Administrator of Guiyang (桂陽太守)
- In office ? – c. 209
- Monarch: Emperor Xian of Han
- Chancellor: Cao Cao (from 208)
- Succeeded by: Zhao Yun

Personal details
- Born: Unknown
- Died: Unknown
- Relatives: one brother, Lady Fan (sister-in-law)
- Occupation: Official

= Zhao Fan =

3rd-century Chinese official

Zhao Fan ( 200s–210s) was a government official who lived during the late Eastern Han dynasty of China.

==Life==
Zhao Fan served as the Administrator (太守) of Guiyang Commandery (桂陽郡; around present-day Chenzhou, Hunan) around 208 and 209. In 209, the warlord Liu Bei led his forces to conquer the four commanderies in southern Jing Province: Wuling, Lingling, Changsha and Guiyang. The administrators of all four commanderies surrendered to him.

Liu Bei appointed his general Zhao Yun to replace Zhao Fan as the Administrator of Guiyang Commandery. Zhao Fan had a widowed elder sister-in-law, Lady Fan (樊氏), who was known for her beauty, and he wanted to arrange for a marriage between her and Zhao Yun. However, Zhao Yun declined, "I share the same family name as you. Your elder brother is also like an elder brother to me." There were some people who urged Zhao Yun to accept the marriage, but he said, "Zhao Fan was forced to surrender, so his intentions are unclear.

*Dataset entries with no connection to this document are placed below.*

PR #26582, opened 2026-02-25
test: added aproxy to track all the device requests happening

javiergarciavera:
## **Description**

This PR introduces a **Transparent HTTPS MITM Proxy** into the E2E test framework and uses it to implement **Solana swap E2E tests**.

### Why?

Solana swaps require real HTTPS/WSS traffic to external services (Bridge API, Solana RPC, price APIs) that cannot be intercepted by the existing mock server approach (`/proxy?url=…`). The current mock server only captures traffic that the app explicitly routes through it, but Solana-specific calls (particularly WSS `signatureSubscribe` for transaction confirmation) bypass it entirely.

### What changed?

**New: Transparent Proxy (`TransparentProxy.ts`)**
- A `mockttp`-based HTTPS MITM proxy that intercepts **all** device HTTP/HTTPS/WSS traffic at the OS level.
- Generates a self-signed CA certificate, installs it in the simulator/emulator trust store, and configures the device's system proxy.
- Test-specific mock rules take precedence; unmatched requests pass through to real servers.
- Handles `mockttp` internal "Aborted" rejections gracefully to prevent test failures.

**New: Device Proxy Configuration (`DeviceProxyConfig.ts`)**
- Platform-specific helpers to configure/remove system-level proxy settings.
- **iOS**: Sets macOS network proxy via `networksetup`, installs CA cert via `xcrun simctl keychain`.
- **Android**: Sets global HTTP proxy via `adb shell settings`, installs CA cert into system trust store.

**New: Solana Swap E2E Tests (`solana-swap.spec.ts`)**
- 3 smoke tests: SOL→USDC swap, USDC→SOL swap, and no-quotes error state.
- All tests use `useTransparentProxy: true` to intercept real Solana traffic.

**New: Solana Swap Mocks (`solana-swap-mocks.ts`)**
- Comprehensive mock responses for Bridge API (quotes, tokens, tx status, prices).
- Full Solana JSON-RPC mock handler (getBalance, sendTransaction, getTransaction, etc.).
- Local WebSocket server mimicking Solana's `signatureSubscribe` to deliver transaction confirmations.
- Dual-mode rules: works with both the regular mock server (`/proxy` pattern) and the transparent proxy (direct URL matching).

**Framework integration (`FixtureHelper.ts`, `types.ts`, `Constants.ts`, `PortManager.ts`, `FixtureUtils.ts`)**
- New `useTransparentProxy` option in `WithFixturesOptions`.
- Proxy starts **before** `launchApp()` but device proxy configuration is deferred until **after** `launchApp()` + `dismissDevScreens()` so Detox synchronization settles during app startup.
- Detox sync is disabled (`device.disableSynchronization()` + `setURLBlacklist(['.*'])`) only when the transparent proxy is active.
- Full cleanup on teardown: removes device proxy config, stops proxy server, releases port.

## **Changelog**

CHANGELOG entry: null

## **Related issues**

Fixes: MMQA-1450

## **Manual testing steps**

Feature: Solana Swap E2E Tests with Transparent Proxy

  Scenario: SOL to USDC swap completes successfully
    Given the app is launched with transparent proxy enabled
    And Solana swap API responses are mocked
    When user navigates to Solana token and opens swap
    And enters 1 SOL as source amount
    And confirms the swap
    Then the swap activity shows "SOL to USDC" as confirmed

  Scenario: USDC to SOL swap completes successfully
    Given the app is launched with transparent proxy enabled
    And Solana swap API responses are mocked
    When user navigates to Solana token and opens swap
    And selects USDC as source token and SOL as destination
    And enters 1 USDC as source amount
    And confirms the swap
    Then the swap activity shows "USDC to SOL" as confirmed

  Scenario: No route available when no quotes exist
    Given the app is launched with transparent proxy enabled
    And Solana swap API returns empty quotes
    When user navigates to Solana token and opens swap
    And selects USDC as destination and enters amount
    Then the "no route available" error banner is displayed

## **Changelog**

CHANGELOG entry:

## **Related issues**

Fixes:

## **Manual testing steps**

```gherkin
Feature: my feature name

```

---

> [!NOTE]
> **Medium Risk**
> Medium risk because it adds OS-level proxy/CA certificate installation and Android emulator boot changes that can affect Detox stability and CI device behavior, though it’s gated behind `useTransparentProxy` and skipped on BrowserStack.
> 
> **Overview**
> Adds an optional **transparent HTTPS/WSS MITM proxy** for Detox E2E runs (`useTransparentProxy`) that installs a generated CA cert on Android/iOS, configures system proxy settings, disables Detox synchronization, and passes through unmatched traffic while allowing `testSpecificMock` rules to intercept real external requests.
> 
> Updates the E2E framework to allocate/clean up a new `TRANSPARENT_PROXY` port, tweak Android CI emulator boot args to allow `/system` writes, and wrap Detox Jest `globalSetup` to pre-run `adb root` to avoid mid-test daemon restarts.
> 
> Introduces **Solana swap smoke tests** plus comprehensive Solana swap mocks, including a local `ws`-based WebSocket server to emulate Solana subscription confirmations and dual-mode mocking rules that work with both the existing `/proxy` mock server and the new transparent proxy.
> 
> <sup>Written by [Cursor Bugbot](https://cursor.com/dashboard?tab=bugbot) for commit c2231556babc2f369ac8401177311f66532afbc7. This will update automatically on new commits. Configure [here](https://cursor.com/dashboard?tab=bugbot).</sup>


tests/framework/fixtures/FixtureHelper.ts
```diff
@@ -627,15 +652,39 @@ export async function withFixtures(
...
+    // This runs BEFORE proxy config so Detox sync is still active and reliable.
     if (process.env.CI !== 'true') {
       await dismissDevScreens();
     }
 
+    // Configure device proxy AFTER launchApp + dismissDevScreens so Detox sync
+    // can settle during startup. Then disable sync before the test callback.
+    if (useTransparentProxy && transparentProxyInstance && !isBrowserStack) {
+      logger.debug('Configuring device proxy after app launch...');
+      const proxyPort = transparentProxyInstance.getServerPort();
```
christopherferreira9: We should use the PortManager to get the port for this resource:
`PortManager.getInstance().getPort(ResourceType.TRANSPARENT_PROXY);`

tests/framework/fixtures/FixtureHelper.ts
```diff
@@ -576,6 +586,21 @@ export async function withFixtures(
...
     mockServerInstance = mockServerResult.mockServerInstance;
     mockServerPort = mockServerResult.mockServerPort;
+
+    // Step 5: (optional) Start transparent proxy server
+    // Only start the server here; device proxy configuration is deferred until
+    // after launchApp() so Detox synchronization can settle during app startup.
+    // Skip on BrowserStack — the tunnel handles routing there
+    const isBrowserStack =
+      process.env.BROWSERSTACK_LOCAL?.toLowerCase() === 'true';
+    if (useTransparentProxy && !isBrowserStack) {
```
christopherferreira9: We don't need to guard for `isBrowserStack` since `startResourceWithRetry` handles that when starting when setting up port forwarding. Also the tunnel handles routing but the TransparentProxy would still need to exist. We may need to adapt the logic to work with BrowserStack to some extent but we're not looking to use this with BrowserStack just yet.

tests/framework/fixtures/FixtureHelper.ts
```diff
@@ -627,15 +652,39 @@ export async function withFixtures(
...
+        const deviceId = (device as { id?: string }).id || '';
+        await installCACertAndroid(deviceId, certPem);
+        await configureAndroidProxy(deviceId, proxyPort);
+      } else {
+        const simulatorId = (device as { id?: string }).id || 'booted';
+        await configureIOSProxy(simulatorId, proxyPort, certPem);
+      }
+
+      await device.setURLBlacklist(['.*']);
+      await device.disableSynchronization();
```
christopherferreira9: Same as above

tests/framework/fixtures/FixtureHelper.ts
```diff
@@ -627,15 +652,39 @@ export async function withFixtures(
...
+      if (isAndroid) {
+        const deviceId = (device as { id?: string }).id || '';
+        await installCACertAndroid(deviceId, certPem);
+        await configureAndroidProxy(deviceId, proxyPort);
+      } else {
+        const simulatorId = (device as { id?: string }).id || 'booted';
+        await configureIOSProxy(simulatorId, proxyPort, certPem);
+      }
+
+      await device.setURLBlacklist(['.*']);
```
christopherferreira9: We should avoid framework specific mentions in this generic file. Would it be possible to set this on the Transparent server instead behind the FrameworkDetector?

tests/framework/fixtures/DeviceProxyConfig.ts
```diff
@@ -0,0 +1,154 @@
...
+  // Compute the OpenSSL subject_hash_old (the filename Android expects)
+  const { stdout: hashOutput } = await execAsync(
+    `openssl x509 -subject_hash_old -noout -in "${certPath}"`,
+  );
+  const certHash = hashOutput.trim();
+
+  const remotePath = `/system/etc/security/cacerts/${certHash}.0`;
+
+  await execAsync(`adb ${deviceFlag} root`);
+  await execAsync(`adb ${deviceFlag} remount`);
```
christopherferreira9, line 147: we may need to remove `-read-only` from the ci device in `detoxrc.js` for this to work otherwise the command will be revoked.

tests/framework/fixtures/DeviceProxyConfig.ts
```diff
@@ -0,0 +1,155 @@
...
+}
+
+/**
+ * Installs the proxy CA certificate into the Android emulator's system trust store.
+ *
+ * Requires the emulator to be booted with `-writable-system` (and without `-read-only`)
+ * so that `adb root` + `adb remount` can make `/system` writable.
+ * See `.detoxrc.js` — the CI emulator configs are set up for this.
+ */
+export async function installCACertAndroid(
```
FrederikBolding, line 67: Consider whether this should be automatically removed from the simulator after test run

tests/framework/fixtures/DeviceProxyConfig.ts
```diff
@@ -0,0 +1,155 @@
...
+
+  return 'Wi-Fi';
+}
+
+/**
+ * Configures the iOS simulator to route HTTP and HTTPS traffic through the
+ * transparent proxy and installs the CA certificate into the simulator keychain.
+ *
+ * NOTE: The proxy is set on the Mac's network interface so the simulator (which
+ * shares the host network stack) picks it up automatically.
```
FrederikBolding: This seems like a drawback, is it not possible to configure at the simulator level?

tests/framework/fixtures/FixtureHelper.ts
```diff
@@ -706,6 +732,17 @@ export async function withFixtures(
       }
     }
 
+    // Clean up the transparent proxy (remove device proxy config first, then stop server)
+    if (transparentProxyInstance?.isStarted()) {
+      try {
+        await transparentProxyInstance.removeDeviceConfig();
```
FrederikBolding, line 759: We should ensure the device config is removed even if the proxy fails to start

tests/helpers/swap/solana-swap-mocks.ts
```diff
@@ -0,0 +1,852 @@
...
+        responseCode: 200,
+      });
+    }
+
+    // ── Direct URL rules for transparent proxy ──────────────────────────────
+    // When the TransparentProxy server calls this testSpecificMock, traffic arrives
+    // as real HTTPS requests (not via /proxy?url=…). The setupMockRequest calls
+    // above use the /proxy pattern and are no-ops on the transparent proxy, so we
+    // register equivalent rules here that match the actual request URLs.
+    // On the regular mock server these rules are no-ops (it only receives /proxy).
```
FrederikBolding, line 491: I don't fully understand this, why do we need to mock twice? Shouldn't we just be able to use the new proxy exclusively?

tests/framework/fixtures/FixtureHelper.ts
```diff
@@ -627,15 +645,23 @@ export async function withFixtures(
...
 
     // Dismiss dev screens if running locally (not in CI)
+    // This runs BEFORE proxy config so Detox sync is still active and reliable.
     if (process.env.CI !== 'true') {
       await dismissDevScreens();
     }
 
+    // Configure device proxy AFTER launchApp + dismissDevScreens so Detox sync
+    // can settle during startup. Then disable sync before the test callback.
+    if (useTransparentProxy && transparentProxyInstance && !isBrowserStack) {
```
christopherferreira9: We should add an extra guard to check if the transparentProxyInstance has started.

tests/helpers/swap/solana-swap-mocks.ts
christopherferreira9: @FrederikBolding we should phase this in and increase confidence in the new approach before migrating everything. I'm expecting huge volumes of calls to start showing up on this transparent proxy which the catch all mechanism would cause tests to fail. I think this is a good first approach which allows us to transition over time and not cause any breaking changes to the existing mocking mechanism.

tests/framework/fixtures/DeviceProxyConfig.ts
javiergarciavera: This is a real limitation. iOS simulators share the host macOS network stack -- they don't have their own isolated networking like Android emulators do. That's why the current code uses networksetup to set the proxy at the Mac level, which has the side effect of routing all host traffic through the proxy during the test, not just the simulator's.
We could investigate deeper on a follow up PR, but I guess this is not a blocker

They're so many other women in this world." Not long later, Zhao Fan escaped, and Zhao Yun was able to avoid any association with him because he did not agree to the marriage.

==In Romance of the Three Kingdoms==
In the 14th-century historical novel Romance of the Three Kingdoms, Zhao Fan tries to arrange for Zhao Yun to marry his widowed elder sister-in-law. In the novel, however, Zhao Yun rejects the offer because he has become sworn brothers with Zhao Fan, so it is inappropriate for him to marry his sworn brother's sister-in-law.